New York officials yesterday ordered a statewide review to ensure that public schools are complying with enrollment policies regarding immigrant children and unaccompanied minors after reports that a couple of dozen new young arrivals from Central America had been denied admittance to a high school in Long Island, citing reasons such as a lack of appropriate documents.
The review will commence in suburban New York school districts in the counties of Nassau, Rockland, Suffolk and Winchester and will eventually encompass all of the state. The review was announced by the state Education Department, the state Attorney General’s Office and the Board of Regents after reports that three dozen immigrant students had been turned away by Hempstead School District on the grounds of overcrowding.

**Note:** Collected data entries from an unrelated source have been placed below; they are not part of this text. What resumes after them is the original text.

PR #1077, opened 2026-09-18
JSONObject/JSONArray ctors override JSONParserConfiguration for strict mode

### LINKED ISSUE #945: Which JSONParserConfiguration to use in JSONObject/JSONArray constructors
From #927:

What is the purpose of JSONParserConfiguration parameter in JSONArray/JSONObject constructors? Is it not enough to use JSONTokener's JSONParserConfiguration? For example, when calling "JSONArray(JSONTokener x, JSONParserConfiguration jsonParserConfiguration)" constructor the array syntax is checked according to jsonParserConfiguration parameter, but nested objects/arrays syntax is checked according to JSONTokener's configuration. It seems a bit inconsistent.

Both the JSONArray/JSONObject instance and the JSONTokener parameter already have a JSONParserConfiguration. Only one of these should be used. I am leaning towards replacing the JSONTokener config instance with the config param. This should also be called out in the JavaDocs for the corresponding constructors.

Mahmoodifar:
When a JSONObject or JSONArray constructor receives both a JSONTokener and an explicit parser configuration, nested values still use the tokener's previous configuration. For example, strict parsing can accept single-quoted values.

Apply the supplied configuration throughout construction, including nested values, using a package-private setter. Restore the tokener's original configuration in a finally block on both success and failure, and document this behavior.

Fixes #945.

Regression coverage includes strict and lenient overrides, nested duplicate keys, sibling values, empty containers, malformed input, trailing content, and reuse of the tokener after construction.

Validation on Java 17:
- `mvn -B -ntp clean test`
- `mvn -B -ntp test -Ptest-strict-mode javadoc:jar@attach-javadocs`

Both suites: 804 tests, 6 skipped, no failures or errors. Javadocs built successfully. Five configuration-restoration tests failed before the follow-up fix.


src/main/java/org/json/JSONArray.java
```diff
@@ -108,6 +110,7 @@ public JSONArray(JSONTokener x, JSONParserConfiguration jsonParserConfiguration)
      */
     JSONArray(JSONTokener x, JSONParserConfiguration jsonParserConfiguration, boolean isInitial) throws JSONException {
         this();
+        x.setJsonParserConfiguration(jsonParserConfiguration);
```
stleary: Please restore the original JSONParserConfiguration to JSONTokener before returning.

src/main/java/org/json/JSONObject.java
```diff
@@ -233,6 +235,7 @@ public JSONObject(JSONTokener x, JSONParserConfiguration jsonParserConfiguration
      */
     JSONObject(JSONTokener x, JSONParserConfiguration jsonParserConfiguration, boolean isInitial) throws JSONException {
         this();
+        x.setJsonParserConfiguration(jsonParserConfiguration);
```
stleary: Please restore the original JSONParserConfiguration to JSONTokener before returning.

src/main/java/org/json/JSONArray.java
stleary: JSONTokener.setParserConfiguration() is deprecated. Please add and use a new method that does the same thing, but make it package-private.

stleary:
@Mahmoodifar Thanks for the PR. Looks good, a couple of minor items to address.

stleary:
Fixes issue where JSONObject/JSONArray ctor and JSONTokener have different parser config values for strict mode. Now the ctor takes precedence. The original JSONTokener strict mode setting is restored before returning.

**Risks**
Low

Yes. This will change the existing behavior when parsing with a JSONTokener which does not have the same strict mode setting as the JSONObject or JSONArray. This is an acceptable corner-case behavior change.

**Changes to the API**
No

No

No, but a future readme update should document strict mode.

**Unit Tests**
New unit tests were added

**Refactoring**
No

**Review status**
**APPROVED**

Starting 3-day comment window

stleary (approved):

PR #1078, opened 2026-09-19
Decode JSONPointer tokens once only

jakezwang:
`JSONPointer` decodes string tokens in its constructor, then decodes them again during object lookup. For example, `/~01` incorrectly selects the `/` member instead of the literal `~1` member. Builder and token-list pointers also misinterpret literal tokens containing `~0` or `~1`.

Use the stored token directly in `queryFrom`. Add regressions for string and URI-fragment pointers, builders, and token lists with distinct colliding keys. This follows the decoding order in [RFC 6901 section 4](https://www.rfc-editor.org/rfc/rfc6901#section-4) and addresses the double-unescaping behavior mentioned in #561.

Validation: the three new tests fail before the fix. The JDK 8 and 21 suites and the JDK 21 strict-mode profile each report 801 tests, zero failures/errors and six existing skips. Package and Javadoc generation pass, as does Java 6 source/target compilation.


stleary:
@jakezwang Thanks for the PR, good catch and a good fix. Apparently, fixing this issue exposes a pre-existing bug in `toURIFragment()`, for which I will add a separate issue.

stleary:
Fixes an issue in JSONPointer where double-unescaping is performed incorrectly. This bug has been in the code since the initial commit. 

**Risks**
Moderately low, for users who have been working around this issue.

This fix includes a behavior change: users who have been aware of the problem and worked around it may find that their code no longer works. This is considered an acceptable change. Implementing the fix also exposes another pre-existing bug, which will be fixed elsewhere.
 
**Changes to the API**
No

No

No

**Unit Tests**
New unit tests were added

**Refactoring**
None

**Review status**
**APPROVED**

Starting 3-day comment window

stleary (approved):

PR #3135, opened 2022-12-19
THREESCALE-8990: CMS access token scope: make  public

jlledom:

This removes the rolling update for the CMS API and makes it public for everyone. This is one of the tasks required to release the tech preview.

[THREESCALE-8990](https://issues.redhat.com/browse/THREESCALE-8990)

**Verification steps** 

In the provider portal:

1. Account Settings -> Personal -> Tokens
2. Create or edit a token
3. The check button for the `Developer portal` scope must appear.
4. When `Developer portal` or `Account` tokens are enabled, the CMS API must accept the requests. It must deny the requests otherwise.

image

### DIFF
--- a/app/models/access_token.rb
+++ b/app/models/access_token.rb
@@ -47,12 +47,6 @@ class AccessToken < ApplicationRecord
       end
     end
 
-    def visible_for(account)
-      select_and_build do |scope|
-        account.provider_can_use?("#{scope.value}_api")
-      end
-    end
-
     def keys
       scopes.map(&:key)
     end
@@ -155,7 +149,7 @@ class AccessToken < ApplicationRecord
   end
 
   def available_scopes
-    owner.allowed_access_token_scopes.visible_for(owner.account)
+    owner.allowed_access_token_scopes
   end
 
   def human_scopes
--- a/app/models/access_token.rb
+++ b/app/models/access_token.rb
@@ -38,7 +38,7 @@ class AccessToken < ApplicationRecord
     private
 
     def non_public_scopes
-      %w(cms).freeze
+      %w[].freeze
     end
   end
 
--- a/app/models/access_token.rb
+++ b/app/models/access_token.rb
@@ -30,16 +30,6 @@ class AccessToken < ApplicationRecord
       else value.to_s.to_sym
       end
     end
-
-    def public?
-      non_public_scopes.exclude?(value.to_s)
-    end
-
-    private
-
-    def non_public_scopes
-      %w[].freeze
-    end
   end
 
   class Scopes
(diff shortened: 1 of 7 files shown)


jlledom:
> What about
> 
> https://github.com/3scale/porta/blob/493f7a87e551c06486956c86ee2240f638912462/app/lib/logic/rolling_updates.rb#L237-L245
> ?
> Do you think it's worth deleting it also?

Absolutely. Done

app/models/access_token.rb
```diff
@@ -38,7 +38,7 @@ def public?
     private
 
     def non_public_scopes
-      %w(cms).freeze
+      %w[].freeze
```
thalesmiguel, line 41: I think we should remove this method as it's just an empty Array now.

jlledom: I'd prefer to leave it empty, so we keep the structure to add future items to it if needed. If we remove it, then the `public?` method above would make no sense neither and should be removed too, also the `visible_for` method should be refactored. Is it worth it?

akostadinov: if we don't have any private APIs, then why have these?

thalesmiguel: > Are we sure we won't have any in the future?

I'm pretty sure no one is really sure 😆
If we're gonna leave this structure here, I'd ask for a comment in this method saying something like "This method exists because we need the flexibility to have private APIs. As we have none now, it returns an empty string".

akostadinov: Why should we have private APIs?

jlledom: I removed the support for the private APIs

app/models/access_token.rb
```diff
@@ -59,11 +49,7 @@ def allowed_for(owner)
 
     def visible_for(account)
       select_and_build do |scope|
-        if scope.public?
-          true
-        else
-          account.provider_can_use?("#{scope.value}_api")
-        end
+        account.provider_can_use?("#{scope.value}_api")
```
thalesmiguel, line 52: The `public?` method would only return `false` if the scope was "cms". Only then we'd check for `account.provider_can_use?`.
By removing the "non_public_scopes", this `visible_for` method should be returning `true` all the time, right?
IF that's the case, maybe we could remove it as well.

jlledom: You're right, I misunderstood this method. Removed!

josemigallas:
Probably need to remove it from https://github.com/3scale/deploy as well.

thalesmiguel (approved):

jlledom:
@josemigallas I created this PR: https://github.com/3scale/deploy/pull/749

mayorova (approved):

PR #3138, opened 2022-12-20
Fix httpclient fork in managed-services

gsaslis:

* Updates the fork used for the `httpclient` ruby gem

same exact code on both forks - the 3scale one having the benefit that it doesn't depend on an external (nowadays) contributor.

* Fixes version of httpclient

the `require_relative` change is necessary for bundler to be able to correctly resolve the dependencies provided by Cachito

(cherry picked from commit f916a10ef03068a119f84f394730e098e24ba6f7)

I would like to promote this fix to `managed-services` stream, so that continuous product builds are functional again. (they'll be broken until this is ported over). 

Perhaps merging all commits from `master` to `managed-services` is preferred, but in case it isn't, we can use this PR in the meantime.

### DIFF
--- a/Gemfile
+++ b/Gemfile
@@ -95,7 +95,7 @@ gem 'ransack', '2.4.1' # we can remove line when stop using ruby 2.4
 gem 'browser', '~> 5.0.0' # we can update to lts when we stop using ruby 2.4
 gem 'diff-lcs', '~> 1.2'
 gem 'hiredis', '~> 0.6.3'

The youngsters were among around two thousand unaccompanied immigrant minors who in recent months have been living with relatives in Long Island after a wave of border crossings by children and youths that came to the United States in the hope of being granted asylum. “The issue is very simple for us; the law in New York State says these children will be seated in their home school districts, whatever those districts are, and we plan to make sure that does happen,” says Merryl Tisch, chancellor of New York’s Board of Regents.
The review is intended to remove any barriers that could be preventing the schooling of undocumented immigrant minors and to see whether or not any federal laws may have been broken by those districts that have barred them from attending their schools, regardless of the reasons.